→ **Activity**
For each line below that contains the word "working", make a copy.

Stored data:
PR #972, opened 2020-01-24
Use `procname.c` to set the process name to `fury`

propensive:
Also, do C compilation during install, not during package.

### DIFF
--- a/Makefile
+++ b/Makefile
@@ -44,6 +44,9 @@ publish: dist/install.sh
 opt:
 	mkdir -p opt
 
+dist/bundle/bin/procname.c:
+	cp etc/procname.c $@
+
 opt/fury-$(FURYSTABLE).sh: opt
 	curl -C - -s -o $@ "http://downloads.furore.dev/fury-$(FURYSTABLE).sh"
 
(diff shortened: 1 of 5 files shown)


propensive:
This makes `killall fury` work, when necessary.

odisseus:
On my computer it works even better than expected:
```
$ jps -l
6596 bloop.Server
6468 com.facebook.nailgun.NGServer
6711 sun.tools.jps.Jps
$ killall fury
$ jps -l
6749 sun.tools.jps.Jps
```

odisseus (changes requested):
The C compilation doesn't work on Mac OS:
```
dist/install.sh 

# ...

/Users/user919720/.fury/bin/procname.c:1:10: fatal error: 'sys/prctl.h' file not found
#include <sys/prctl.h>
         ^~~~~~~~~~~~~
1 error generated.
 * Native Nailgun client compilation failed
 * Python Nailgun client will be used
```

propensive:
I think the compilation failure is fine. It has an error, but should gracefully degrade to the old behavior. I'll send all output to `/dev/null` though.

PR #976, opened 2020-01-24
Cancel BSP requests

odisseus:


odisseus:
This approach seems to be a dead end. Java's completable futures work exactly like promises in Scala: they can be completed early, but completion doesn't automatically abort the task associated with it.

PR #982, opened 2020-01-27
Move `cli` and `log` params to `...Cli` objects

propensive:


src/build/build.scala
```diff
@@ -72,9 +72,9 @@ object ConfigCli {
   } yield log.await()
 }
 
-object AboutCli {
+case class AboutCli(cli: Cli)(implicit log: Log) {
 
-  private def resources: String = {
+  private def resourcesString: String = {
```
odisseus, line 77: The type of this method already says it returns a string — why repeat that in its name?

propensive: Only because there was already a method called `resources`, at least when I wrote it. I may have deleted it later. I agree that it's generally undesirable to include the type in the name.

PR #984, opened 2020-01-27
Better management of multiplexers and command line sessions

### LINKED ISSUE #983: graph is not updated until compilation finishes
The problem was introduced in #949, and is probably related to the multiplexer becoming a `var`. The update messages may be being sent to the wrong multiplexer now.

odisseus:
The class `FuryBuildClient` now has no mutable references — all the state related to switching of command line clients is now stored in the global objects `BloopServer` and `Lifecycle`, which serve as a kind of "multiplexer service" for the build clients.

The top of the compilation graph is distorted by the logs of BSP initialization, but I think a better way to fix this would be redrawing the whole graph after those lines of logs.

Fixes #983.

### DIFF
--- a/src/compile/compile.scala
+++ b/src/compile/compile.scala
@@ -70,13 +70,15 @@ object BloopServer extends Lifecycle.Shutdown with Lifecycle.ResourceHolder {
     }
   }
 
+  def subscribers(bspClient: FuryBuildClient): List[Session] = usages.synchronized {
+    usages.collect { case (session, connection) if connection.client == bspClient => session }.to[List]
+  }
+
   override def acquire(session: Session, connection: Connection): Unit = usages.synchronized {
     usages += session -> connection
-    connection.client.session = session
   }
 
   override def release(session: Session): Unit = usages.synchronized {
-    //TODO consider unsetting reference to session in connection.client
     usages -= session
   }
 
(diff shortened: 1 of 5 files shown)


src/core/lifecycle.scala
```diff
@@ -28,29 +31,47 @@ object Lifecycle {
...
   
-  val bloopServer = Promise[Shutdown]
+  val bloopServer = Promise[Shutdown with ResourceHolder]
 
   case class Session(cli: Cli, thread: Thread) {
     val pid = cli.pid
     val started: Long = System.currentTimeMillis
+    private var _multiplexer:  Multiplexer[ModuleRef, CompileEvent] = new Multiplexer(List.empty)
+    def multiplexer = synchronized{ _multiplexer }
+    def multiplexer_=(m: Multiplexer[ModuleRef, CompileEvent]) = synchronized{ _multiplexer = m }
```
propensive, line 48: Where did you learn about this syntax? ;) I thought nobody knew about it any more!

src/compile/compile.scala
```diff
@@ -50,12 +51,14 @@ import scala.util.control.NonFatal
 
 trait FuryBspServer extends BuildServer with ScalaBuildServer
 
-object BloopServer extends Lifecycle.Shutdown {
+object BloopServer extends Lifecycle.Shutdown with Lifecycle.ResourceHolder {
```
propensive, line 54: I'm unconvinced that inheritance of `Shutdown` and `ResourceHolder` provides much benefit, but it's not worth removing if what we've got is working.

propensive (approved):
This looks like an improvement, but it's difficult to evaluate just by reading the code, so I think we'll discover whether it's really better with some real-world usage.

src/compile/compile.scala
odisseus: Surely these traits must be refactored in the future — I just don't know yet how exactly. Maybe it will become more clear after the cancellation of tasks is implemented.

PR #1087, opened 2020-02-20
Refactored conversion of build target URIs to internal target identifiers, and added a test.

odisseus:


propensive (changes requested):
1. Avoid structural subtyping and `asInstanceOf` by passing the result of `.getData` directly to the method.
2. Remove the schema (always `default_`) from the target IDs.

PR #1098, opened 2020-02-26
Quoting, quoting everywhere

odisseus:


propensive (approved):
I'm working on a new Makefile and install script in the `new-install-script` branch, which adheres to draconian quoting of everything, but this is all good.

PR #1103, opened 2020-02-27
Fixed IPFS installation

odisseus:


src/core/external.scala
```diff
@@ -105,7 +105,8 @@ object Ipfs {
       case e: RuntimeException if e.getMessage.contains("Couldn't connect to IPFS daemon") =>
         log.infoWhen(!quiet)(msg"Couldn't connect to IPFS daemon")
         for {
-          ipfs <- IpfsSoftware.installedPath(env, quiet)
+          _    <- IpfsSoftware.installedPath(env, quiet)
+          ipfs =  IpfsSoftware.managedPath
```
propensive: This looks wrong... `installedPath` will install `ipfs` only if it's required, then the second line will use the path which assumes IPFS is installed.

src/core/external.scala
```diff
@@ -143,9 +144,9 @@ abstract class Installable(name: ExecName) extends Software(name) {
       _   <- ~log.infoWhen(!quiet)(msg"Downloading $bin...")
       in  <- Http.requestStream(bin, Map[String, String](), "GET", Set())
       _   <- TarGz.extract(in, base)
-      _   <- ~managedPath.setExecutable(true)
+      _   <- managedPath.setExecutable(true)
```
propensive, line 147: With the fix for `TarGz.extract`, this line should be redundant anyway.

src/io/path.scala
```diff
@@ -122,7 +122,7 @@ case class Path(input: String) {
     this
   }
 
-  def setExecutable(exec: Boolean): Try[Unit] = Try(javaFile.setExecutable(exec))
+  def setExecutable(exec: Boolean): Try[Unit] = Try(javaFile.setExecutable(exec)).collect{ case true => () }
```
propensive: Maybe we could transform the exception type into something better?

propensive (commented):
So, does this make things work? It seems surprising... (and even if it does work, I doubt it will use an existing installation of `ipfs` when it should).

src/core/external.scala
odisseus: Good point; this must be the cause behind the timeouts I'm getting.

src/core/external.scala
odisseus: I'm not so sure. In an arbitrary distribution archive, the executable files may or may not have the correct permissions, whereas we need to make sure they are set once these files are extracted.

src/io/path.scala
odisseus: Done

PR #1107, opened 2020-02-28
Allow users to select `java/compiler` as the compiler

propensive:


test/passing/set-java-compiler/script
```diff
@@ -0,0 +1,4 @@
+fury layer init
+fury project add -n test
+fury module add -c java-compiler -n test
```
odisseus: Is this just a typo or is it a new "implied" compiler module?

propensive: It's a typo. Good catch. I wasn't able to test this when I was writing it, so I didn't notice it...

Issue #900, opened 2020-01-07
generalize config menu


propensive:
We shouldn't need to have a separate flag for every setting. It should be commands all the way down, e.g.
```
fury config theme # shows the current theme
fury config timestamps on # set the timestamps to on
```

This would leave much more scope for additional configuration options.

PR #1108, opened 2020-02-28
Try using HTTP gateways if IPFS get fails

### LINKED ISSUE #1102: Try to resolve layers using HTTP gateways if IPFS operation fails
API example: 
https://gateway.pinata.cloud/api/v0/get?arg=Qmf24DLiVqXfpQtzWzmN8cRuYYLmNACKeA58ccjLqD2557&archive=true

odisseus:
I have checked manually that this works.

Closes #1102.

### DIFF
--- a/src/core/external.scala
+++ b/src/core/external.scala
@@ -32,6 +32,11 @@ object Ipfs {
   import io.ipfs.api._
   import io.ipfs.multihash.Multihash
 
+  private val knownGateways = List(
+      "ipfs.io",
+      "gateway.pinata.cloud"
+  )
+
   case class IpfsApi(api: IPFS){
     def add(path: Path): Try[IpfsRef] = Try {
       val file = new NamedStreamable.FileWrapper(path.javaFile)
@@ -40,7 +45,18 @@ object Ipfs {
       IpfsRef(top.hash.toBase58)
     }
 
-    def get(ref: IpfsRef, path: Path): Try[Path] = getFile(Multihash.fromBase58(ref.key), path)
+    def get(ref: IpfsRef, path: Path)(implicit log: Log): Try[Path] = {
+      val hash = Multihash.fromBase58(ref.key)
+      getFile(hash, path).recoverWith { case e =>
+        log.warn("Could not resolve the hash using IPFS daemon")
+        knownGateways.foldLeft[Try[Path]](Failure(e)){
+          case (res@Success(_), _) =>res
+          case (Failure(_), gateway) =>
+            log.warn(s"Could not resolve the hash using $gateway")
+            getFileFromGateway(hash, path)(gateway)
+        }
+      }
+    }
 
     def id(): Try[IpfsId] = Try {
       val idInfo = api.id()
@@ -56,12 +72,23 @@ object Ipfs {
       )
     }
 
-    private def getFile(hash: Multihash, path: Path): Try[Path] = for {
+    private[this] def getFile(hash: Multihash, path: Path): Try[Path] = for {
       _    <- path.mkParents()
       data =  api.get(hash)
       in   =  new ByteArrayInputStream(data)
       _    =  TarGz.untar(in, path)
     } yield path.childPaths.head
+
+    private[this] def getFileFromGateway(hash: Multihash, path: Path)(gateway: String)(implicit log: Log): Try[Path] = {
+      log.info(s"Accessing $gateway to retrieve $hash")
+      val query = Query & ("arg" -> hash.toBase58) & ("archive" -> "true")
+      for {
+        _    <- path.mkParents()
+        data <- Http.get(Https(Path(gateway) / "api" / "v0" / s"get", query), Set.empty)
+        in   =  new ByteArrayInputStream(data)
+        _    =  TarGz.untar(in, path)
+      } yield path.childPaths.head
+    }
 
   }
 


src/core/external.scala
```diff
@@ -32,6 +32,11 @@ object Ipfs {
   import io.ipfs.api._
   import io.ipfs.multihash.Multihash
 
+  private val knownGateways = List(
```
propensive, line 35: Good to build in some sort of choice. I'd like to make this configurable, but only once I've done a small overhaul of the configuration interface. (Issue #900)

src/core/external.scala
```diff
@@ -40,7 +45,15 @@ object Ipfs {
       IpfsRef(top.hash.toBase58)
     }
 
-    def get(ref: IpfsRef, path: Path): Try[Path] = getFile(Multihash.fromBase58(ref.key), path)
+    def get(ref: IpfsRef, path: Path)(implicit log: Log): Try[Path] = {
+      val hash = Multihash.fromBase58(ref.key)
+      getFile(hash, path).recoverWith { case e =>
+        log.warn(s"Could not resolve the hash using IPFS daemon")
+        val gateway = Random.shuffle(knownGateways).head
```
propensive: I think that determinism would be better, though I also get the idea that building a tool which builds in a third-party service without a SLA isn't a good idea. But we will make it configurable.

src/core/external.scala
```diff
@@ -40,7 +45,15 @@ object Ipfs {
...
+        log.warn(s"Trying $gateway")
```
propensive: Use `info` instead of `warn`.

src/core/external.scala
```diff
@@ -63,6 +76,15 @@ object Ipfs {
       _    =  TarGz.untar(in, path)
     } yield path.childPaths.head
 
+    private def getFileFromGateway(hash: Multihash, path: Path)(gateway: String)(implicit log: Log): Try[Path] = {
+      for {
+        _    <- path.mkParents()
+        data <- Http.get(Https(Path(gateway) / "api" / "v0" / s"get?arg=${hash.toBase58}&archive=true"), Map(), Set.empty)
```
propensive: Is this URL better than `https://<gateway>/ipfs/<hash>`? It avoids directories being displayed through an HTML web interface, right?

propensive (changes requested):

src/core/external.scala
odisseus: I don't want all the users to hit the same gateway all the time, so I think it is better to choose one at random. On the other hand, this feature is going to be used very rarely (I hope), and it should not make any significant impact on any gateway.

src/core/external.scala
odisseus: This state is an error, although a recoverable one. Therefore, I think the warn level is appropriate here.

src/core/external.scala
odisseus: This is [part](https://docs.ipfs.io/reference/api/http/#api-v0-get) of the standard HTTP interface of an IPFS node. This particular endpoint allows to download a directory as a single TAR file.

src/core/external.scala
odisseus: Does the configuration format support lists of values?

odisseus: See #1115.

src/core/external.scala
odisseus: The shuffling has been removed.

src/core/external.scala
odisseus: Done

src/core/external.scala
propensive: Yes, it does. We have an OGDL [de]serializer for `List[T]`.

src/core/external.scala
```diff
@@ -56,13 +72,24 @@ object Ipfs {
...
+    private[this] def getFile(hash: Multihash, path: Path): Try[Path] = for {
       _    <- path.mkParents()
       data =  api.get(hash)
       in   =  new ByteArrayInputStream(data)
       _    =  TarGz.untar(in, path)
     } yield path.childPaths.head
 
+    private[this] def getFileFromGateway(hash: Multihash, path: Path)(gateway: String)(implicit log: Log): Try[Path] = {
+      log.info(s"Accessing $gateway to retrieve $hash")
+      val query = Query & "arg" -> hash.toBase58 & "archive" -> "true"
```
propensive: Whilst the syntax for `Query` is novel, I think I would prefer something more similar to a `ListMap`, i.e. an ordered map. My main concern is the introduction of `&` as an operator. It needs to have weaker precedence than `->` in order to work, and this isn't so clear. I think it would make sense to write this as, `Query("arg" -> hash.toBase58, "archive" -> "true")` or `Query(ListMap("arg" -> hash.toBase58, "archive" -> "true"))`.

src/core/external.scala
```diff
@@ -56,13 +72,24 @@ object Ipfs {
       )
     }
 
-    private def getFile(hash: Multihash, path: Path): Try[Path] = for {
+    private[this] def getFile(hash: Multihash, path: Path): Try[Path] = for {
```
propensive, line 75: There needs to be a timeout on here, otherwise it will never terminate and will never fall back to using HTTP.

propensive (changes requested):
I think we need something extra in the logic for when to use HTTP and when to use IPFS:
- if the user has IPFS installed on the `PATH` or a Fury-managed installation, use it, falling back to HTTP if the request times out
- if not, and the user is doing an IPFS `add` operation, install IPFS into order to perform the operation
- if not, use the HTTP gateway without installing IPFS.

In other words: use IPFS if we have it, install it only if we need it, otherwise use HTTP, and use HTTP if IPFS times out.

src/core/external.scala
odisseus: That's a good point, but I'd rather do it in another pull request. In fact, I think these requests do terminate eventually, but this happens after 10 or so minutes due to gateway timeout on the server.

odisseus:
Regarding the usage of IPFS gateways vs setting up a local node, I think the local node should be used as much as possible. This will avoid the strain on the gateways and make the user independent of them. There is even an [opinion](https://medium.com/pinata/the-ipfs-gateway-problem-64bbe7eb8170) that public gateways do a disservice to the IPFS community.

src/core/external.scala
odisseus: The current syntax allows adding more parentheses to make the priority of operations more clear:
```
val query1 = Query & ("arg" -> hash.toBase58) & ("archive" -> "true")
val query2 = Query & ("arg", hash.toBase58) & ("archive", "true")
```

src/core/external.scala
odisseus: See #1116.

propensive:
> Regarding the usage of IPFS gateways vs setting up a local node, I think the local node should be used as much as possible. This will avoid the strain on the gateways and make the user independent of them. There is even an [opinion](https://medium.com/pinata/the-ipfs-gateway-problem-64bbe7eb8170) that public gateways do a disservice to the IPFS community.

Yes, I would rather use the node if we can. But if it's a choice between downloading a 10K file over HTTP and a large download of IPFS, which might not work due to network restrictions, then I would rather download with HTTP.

→ **Answer box**
propensive, line 54: I'm unconvinced that inheritance of `Shutdown` and `ResourceHolder` provides much benefit, but it's not worth removing if what we've got is working.
I'm working on a new Makefile and install script in the `new-install-script` branch, which adheres to draconian quoting of everything, but this is all good.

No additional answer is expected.